[Start of section]

PR #284, opened 2015-03-08
Weight parameter per function in function score

petro-rudenko:
[By es1.4](https://github.com/elasticsearch/elasticsearch/commit/c5ff70bf430a81702c6e429942a8a56d0287f468):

[End of section]

*What you should do*
Retype word for word the lines running from the line containing "Weight parameter per" to the end of the listing, and only those.

*Response below*
Weight parameter per function in function score

petro-rudenko:
[By es1.4](https://github.com/elasticsearch/elasticsearch/commit/c5ff70bf430a81702c6e429942a8a56d0287f468):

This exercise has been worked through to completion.